• WHAT THE TASK REQUIRES: Could you find every line in the records below that contains the word "just" and copy it?

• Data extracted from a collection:
━━━━━━━━━━━━━━━━

PR #46, opened 2016-04-07
CORE-215: Update environment variables for an instance

cored:


services/instance.go
```diff
@@ -19,18 +19,21 @@ func NewInstanceService(s store.Store) *InstanceService {
 }
 
 // Create a new instance
-func (is *InstanceService) Create(i *instance.Instance) error {
+func (is *InstanceService) Create(i *instance.Instance) (*instance.Instance, error) {
 	err := is.repo.Save(i)
```
bobbytables: We should probably log something here.

services/instance_test.go
```diff
@@ -59,3 +57,35 @@ func TestAllWithPlaybookID(t *testing.T) {
...
+		Instance           *instance.Instance
+		ExpectedPlaybookID string
+		ExpectedID         string
+		ExpectedVars       map[string]string
+		E                  error
+	}{
+		{
+			"When the instance have all the needed values",
+			&instance.Instance{PlaybookID: "foo", ID: "bar"},
+			"bar",
```
therealplato: i think ExpectedPlaybookID and ExpectedID are switched

services/instance.go
```diff
@@ -19,18 +19,21 @@ func NewInstanceService(s store.Store) *InstanceService {
...
-		return err
+		return nil, err
 	}
+	return createdInstance, nil
+}
 
-	return nil
+// Update an instance
+func (is *InstanceService) Update(instance *instance.Instance) (*instance.Instance, error) {
+	return is.Create(instance)
```
bobbytables: `InstanceService` should probably have an `Update` on it, even if it just calls `Create`. Because in our documentation we should say that it just delegates the call. Reading this threw me off.

services/slack_command_handler.go
```diff
@@ -0,0 +1,64 @@
...
+func (c *setvarCommand) Execute() error {
+	c.Vars = make(map[string]string)
+	kvs := c.args[3:len(c.args)] // from e.g. "setvar foo bar var1=val1 var2=val2"
+	for _, kv := range kvs {
+		kv = strings.TrimPrefix(kv, "=")
+		kv = strings.TrimSuffix(kv, "=")
+		tmp := strings.Split(kv, "=")
+		if len(tmp) != 2 {
+			glog.Warning("Setvar tried to parse badly formatted variable: " + kv)
+			return errors.New("This is not the proper syntax. ex: var1=val1")
```
bobbytables: Errors like this should probably be a `var` for the package.

```go
var ErrInvalidCommandSyntax = errors.New("This is not the proper syntax. ex: var1=val1")
```

services/slack_command_handler_test.go
```diff
@@ -0,0 +1,89 @@
...
+			"When a valid set of arguments been passed",
+			[]string{"setvar", "foo", "bar", "var1=val1"},
+			map[string]string{"var1": "val1"},
+			nil,
+		},
+		{
+			"When an argument text just has a key",
+			[]string{"setvar", "foo", "bar", "var1="},
+			map[string]string{},
+			errors.New("This is not the proper syntax. ex: var1=val1"),
```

━━━━━━━━━━━━━━━━

• ANSWER BOX:
bobbytables: `InstanceService` should probably have an `Update` on it, even if it just calls `Create`. Because in our documentation we should say that it just delegates the call. Reading this threw me off.
+			"When an argument text just has a key",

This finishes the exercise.